I had no reason to keep him here. No clever words, no excuses—just the raw, stupid want that had been gnawing at me since the moment we met. I’d pushed him away not because of work, but because I didn’t trust myself around him.
He was the slice of cake you had no business eating late at night—the kind you swore you’d only take one bite of, just to savor. But one taste was never enough. And God help me, I was starving.
“Have fun,” I managed.
He watched me for a beat, those dark eyes reading me too easily, like I had a neon sign blinking above my head: YOURS, no questions asked. And when it became clear I wouldn’t or couldn’t say more, he gave me that half-smile. The one that wasn’t even trying to be charming and still managed to undo me anyway.
“Same to you, beautiful.”
And then he turned, walking away like he hadn’t just taken the last word and the air with him.
I stood there for a moment, lips parted, breath shallow, trying to remember what I was supposed to be doing.
???
The second-floor afterparty was already doing the most, and it had barely started.
Velvet ropes. Custom cocktails named after our spring line. A DJ actually taking requests. They turned the space into a whole club. I didn’t plan a single part of this night. Which meant, for once, I got to enjoy it like a guest instead of on the verge of a migraine.
Because if there’s one thing Evelyn Brooks doesn’t do, it’s “casual.” The woman throws a launch party like she’s producing the Oscars. So I stayed out of the way and let everyone else scramble.

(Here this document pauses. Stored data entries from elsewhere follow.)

PR #1197, opened 2023-09-19
[ITensors] Customisable Arrow directions in SVD

JoeyT1994:
# Description

This PR adds customisable arrow directions to the internal bonds on the `S` tensor in the SVD. Moreover the `factorize_svd()` function has been changed when `ortho = "None"` so that it works correctly with QNs and takes a proper square root of `S.` Tests are included for both fermionic and spin QNS. With the fermionic QNS working due to the ability to customise the arrows and set the arrows on `S` to `ITensors.Out` (currently this does not appear to work if the arrow directions are mixed).

# How Has This Been Tested?

Additional tests added to `test/base/test_svd.jl` which check that `svd()` and `factorize_svd()` give correct decompositions of an `ITensor` when custom arrow directions are used


src/tensor_operations/matrix_algebra.jl
```diff
@@ -87,3 +87,25 @@ function exp(A::ITensor; kwargs...)
...
+map_diag(f::Function, t::Tensor) = map_diag!(f, copy(t), t)
+
+# Convenience functions
+sqrt_diag(it::ITensor) = map_diag(sqrt, it)
+inv_diag(it::ITensor) = map_diag(inv, it)
+invsqrt_diag(it::ITensor) = map_diag(inv ∘ sqrt, it)
+pinv_diag(it::ITensor) = map_diag(pinv, it)
+pinvsqrt_diag(it::ITensor) = map_diag(pinv ∘ sqrt, it)
+sqrtabs_diag(it::ITensor) = map_diag(sqrt ∘ abs, it)
+inv_sqrtabs_diag(it::ITensor) = map_diag(inv ∘ sqrt ∘ abs, it)
```
mtfishman, line 111: For the sake of being conservative, I would vote for not defining these and just relying on `map_diag`, which is basically as easy to use.

src/tensor_operations/matrix_decomposition.jl
```diff
@@ -531,7 +529,22 @@ function factorize_qr(A::ITensor, Linds...; kwargs...)
   return L, R
 end
 
-function factorize_svd(A::ITensor, Linds...; kwargs...)
+#
+# Generic function implementing a square root decomposition of a diagonal, order 2 tensor with inds u, v
+#
+function sqrt_decomp(D::ITensor, u::Index, v::Index)
+  (storagetype(D) <: Diag || storagetype(D) <: DiagBlockSparse) ||
```
mtfishman, line 536: A bit more compact: `storage(D) isa Union{Diag,DiagBlockSparse}`.

test/base/test_svd.jl
```diff
@@ -186,6 +186,51 @@ include(joinpath(@__DIR__, "utils", "util.jl"))
...
   end
 
+  @testset "svd arrow directions" begin
+
+    #Test Spins
+    n = 10
+    χ = 5
+    s = siteinds("S=1/2", n; conserve_qns=true)
+    state = [isodd(i) ? "Up" : "Dn" for i in 1:n]
+    ψ = randomMPS(s, state; linkdims=χ)
```
mtfishman, line 196: Can we test this without using `randomMPS` (i.e. without using the MPS type)? We're trying to avoid that in "basic" tests since we plan to move the MPS/MPO code out of the package once `ITensorNetworks` is more developed.

test/base/test_svd.jl
```diff
@@ -186,6 +186,51 @@ include(joinpath(@__DIR__, "utils", "util.jl"))
...
+    A = ψ[3] * ψ[4]
+    linds = [inds(A)[1]]
+
+    L, R, spec = ITensors.factorize_svd(
+      A, linds...; leftdir=ITensors.Out, rightdir=ITensors.Out, ortho="none"
+    )
+    @test norm(L * R - A) <= 1e-14
+
+    ITensors.disable_auto_fermion()
```
mtfishman, line 231: Let's move this over to the other fermion tests. Also could you test without using MPS?

JoeyT1994:
Okay I changed the tests to work for randomITensors instead of using those made from an MPS. Also moved the fermion test to `test_fermions.jl`

emstoudenmire:
Looks like good code, but I have some questions about the philosophy here of allowing the arrows to be set from outside. Joey (and Matt if you want), could we discuss sometime soon to see if this is the best solution for fixing the fermionic case?

My main concern is that allowing custom arrows on S could result in U (or V) having arrows that don't go "through" but instead both go in or both go out (both in the case of SVD'ing a matrix so that U and V have two indices, I mean). That could be ok if the quantum numbers have appropriately flipped signs to keep the flux of U and V to be zero, but it seems much more natural to me to have the arrows just go through so that the QN's are the same across both the in and out indices.

mtfishman:
I agree that hopefully there is a more general/fundamental fix for the fermionic case so that this isn't strictly necessary for that, but I don't see why this shouldn't be allowed more broadly, i.e. I could definitely imagine cases where it would be nice to control the arrow direction.

mtfishman:
I think you can always choose the QNs appropriately so that `U` and `V` have zero flux, no matter what arrow directions are chosen, and we will still keep that convention (@JoeyT1994 have you checked that?).

mtfishman:
An example which we came across is if you are doing a factorization like:
```julia
A, B = U * S, V
A, B = U, S * V
A, B = U * sqrt(S), sqrt(S) * V
```
it's nice to be able to choose whether the arrow ends up pointing from `A` to `B` or vice versa.

emstoudenmire:
I'm fine with it if we mainly view it as an advanced code capability, to be used in rare cases where the user knows what they are doing. It's just that I would hope we could find solutions where you'd never have to resort to using it, because we could provide good defaults (with an exception possibly being when there are mixed arrows on U or V, in which case any kind of automatic arrow determination becomes ambiguous). 

Sticking to the matrix cases where the original tensor T has two indices, one going onto U and the other onto V, the nice thing about having S mimic the original arrow directions of T is that, in addition to U and V having "through" arrows, which is the most natural case for zero-flux tensors and unitary or isometric maps, if one forms (U*S) or (S*V), each of these will have the same arrow structure as T also.

mtfishman:
I agree that the current defaults are good and most of the time customizing the arrow directions should not be used.

JoeyT1994:
Yes happy to discuss! The default on `svd()` is for the directions to be set to nothing and so it will just default the combiner arrows to what they were? And having the arrows `go through' makes the most sense and there should be no need to customise the arrow dirn.

Nonetheless I do think it is nice to have it customisable as an advanced usage case.

JoeyT1994:
@mtfishman I just changed this to restrict to just specifying one arrow direction when calling `factorize_svd()`. I'm not sure what to call the kwarg though? `Dir` is already taken as a deprecated keyword argument.

mtfishman:
I think we can repurpose `dir` for this use case, it has been erroring for a while now so people shouldn't be using that.

src/tensor_operations/matrix_decomposition.jl
```diff
@@ -531,10 +535,28 @@ function factorize_qr(A::ITensor, Linds...; kwargs...)
...
+  δᵤᵥ = copy(D)
+  map_diag!(sign, δᵤᵥ, D)
+  return sqrtDL, prime(δᵤᵥ), sqrtDR
+end
+
+function factorize_svd(A::ITensor, Linds...; (singular_values!)=nothing, kwargs...)
   ortho::String = get(kwargs, :ortho, "left")
   alg::String = get(kwargs, :svd_alg, "divide_and_conquer")
-  USV = svd(A, Linds...; kwargs..., alg=alg)
+  dir = get(kwargs, :dir, ITensors.In)
```
mtfishman, line 556: Let's move this as well as `ortho` and `alg` into the function signature since we are trying to move towards that style in general (as opposed to using `get`).

src/tensor_operations/matrix_decomposition.jl
```diff
@@ -647,11 +676,11 @@ function factorize(A::ITensor, Linds...; kwargs...)
...
-  if haskey(kwargs, :dir)
-    error("""dir keyword in factorize has been replace by ortho.
-    Note that the default is now `left`, meaning for the results
-    L,R = factorize(A), L forms an orthogonal basis.""")
-  end
+  # if haskey(kwargs, :dir)
+  #   error("""dir keyword in factorize has been replace by ortho.
+  #   Note that the default is now `left`, meaning for the results
+  #   L,R = factorize(A), L forms an orthogonal basis.""")
+  # end
```
mtfishman, line 683: Let's just delete these lines (and the one above).

test/base/test_decomp.jl
```diff
@@ -111,7 +111,7 @@ end
     i = Index(2, "i")
     j = Index(2, "j")
     A = randomITensor(i, j)
-    @test_throws ErrorException factorize(A, i; dir="left")
+    #@test_throws ErrorException factorize(A, i; dir="left")
```
mtfishman, line 114: Let's delete this line.

test/base/test_svd.jl
```diff
@@ -186,6 +186,31 @@ include(joinpath(@__DIR__, "utils", "util.jl"))
...
+    r1, r2, r3 = Index(QN("Sz", -2) => 1, QN("Sz", 1) => 1; tags="r1", dir=ITensors.Out),
+    Index(QN("Sz", 2) => 1, QN("Sz", 1) => 1; tags="r2", dir=ITensors.In),
+    Index(QN("Sz", -2) => 1, QN("Sz", 1) => 1; tags="r3", dir=ITensors.In)
+    A = randomITensor(l1, l2, r1, r2, r3)
+
+    for leftdir in [ITensors.Out, ITensors.In]
+      for rightdir in [ITensors.Out, ITensors.In]
+        U, S, V = svd(A, l1, l2; leftdir, rightdir)
+        s1, s2 = inds(S)[1], inds(S)[2]
+        @test ITensors.dir(s1) == leftdir
```
mtfishman, line 201: Can just directly use `dir` instead of `ITensors.dir`.

test/base/test_svd.jl
```diff
@@ -186,6 +186,31 @@ include(joinpath(@__DIR__, "utils", "util.jl"))
...
+    Index(QN("Sz", 2) => 1, QN("Sz", 1) => 1; tags="l2", dir=ITensors.Out)
+    r1, r2, r3 = Index(QN("Sz", -2) => 1, QN("Sz", 1) => 1; tags="r1", dir=ITensors.Out),
+    Index(QN("Sz", 2) => 1, QN("Sz", 1) => 1; tags="r2", dir=ITensors.In),
+    Index(QN("Sz", -2) => 1, QN("Sz", 1) => 1; tags="r3", dir=ITensors.In)
+    A = randomITensor(l1, l2, r1, r2, r3)
+
+    for leftdir in [ITensors.Out, ITensors.In]
+      for rightdir in [ITensors.Out, ITensors.In]
+        U, S, V = svd(A, l1, l2; leftdir, rightdir)
+        s1, s2 = inds(S)[1], inds(S)[2]
```
mtfishman, line 200: Can use `ind(S, 1)`.

mtfishman:
Some tests are failing which check for bad inputs for specifying the `svd_alg` backend, which should be getting forwarded as the `alg` kwarg to `svd` through `factorize_svd`. Maybe the current code logic is not forwarding that keyword argument properly.

JoeyT1994:
Ah I think I found the bug and should be fixed now!

src/tensor_operations/matrix_decomposition.jl
```diff
@@ -106,7 +106,13 @@ Utrunc2, Strunc2, Vtrunc2 = svd(A, i, k; cutoff=1e-10);
 
 See also: [`factorize`](@ref), [`eigen`](@ref)
 """
-function svd(A::ITensor, Linds...; kwargs...)
+function svd(
+  A::ITensor,
+  Linds...;
+  leftdir::Union{Nothing,ITensors.Arrow}=nothing,
+  rightdir::Union{Nothing,ITensors.Arrow}=nothing,
```
mtfishman, line 113: Can just use `Arrow` since we are in the ITensors module.

mtfishman: Better yet, let's just drop the type constraint, it's not really needed.

mtfishman:
Looks good, thanks!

I was already planning my exit.
Zamir had texted me an hour ago: Staying at Malik’s. Don’t wait up. Translation: I had the rare gift of a night off. No teenage boy ransacking the fridge like he didn’t eat a full meal two hours ago. Just me, an empty house and eating whatever I wanted without being asked for some.
But of course, my girls weren’t letting me disappear that easily.
Mika and Nia begged for afterparty passes like it was Coachella, then flipped the script and guilt-tripped me into staying. “Just one drink,” they said, all lashes and pouty lips. Plus, Nia had the nerve to threaten to stop cooking for me if I bailed early, knowing damn well her Chicken Alfredo is my love language.
They meant well. They always do. And truthfully, they’ve shown up for every Guilty Pleasures launch like they were on payroll. So, I stayed. Reapplied my gloss, fluffed my hair, and sipped my usual Pepsi, no ice out of a champagne flute. Because if I’m going to be the only sober one in the room, I might as well be extra about it.
The soda in my champagne flute was halfway to my lips when I heard it.
“Serenaaa!”
Drawn out. Loud enough to punch through bass, laughter, and clinking glass. My name, dragged across the air like a warning.
Everything in me stilled.
Not just because of the voice—but because of the shift. The invisible ripple that moved through the room. The way people paused mid-sentence, eyes darting toward the sound, confusion stirring in their expressions. Like something was coming, and no one knew what.
But I knew.
I didn’t have to turn around. My body recognized him before my eyes did. That’s the thing about trauma—it doesn’t knock. It doesn’t ask for permission. It lives in the spine, in the shoulders, in the breath you suddenly forget how to take.
“Serena!”
Closer this time.
I turned slowly, already bracing.
He stumbled into view like a ghost I’d prayed not to see. Shirt wrinkled and clinging to his chest, sweat shining along his temples, eyes glassy and unfocused. Security had one hand on his arm, steadying him as he swayed, still trying to move like a man who had control of anything.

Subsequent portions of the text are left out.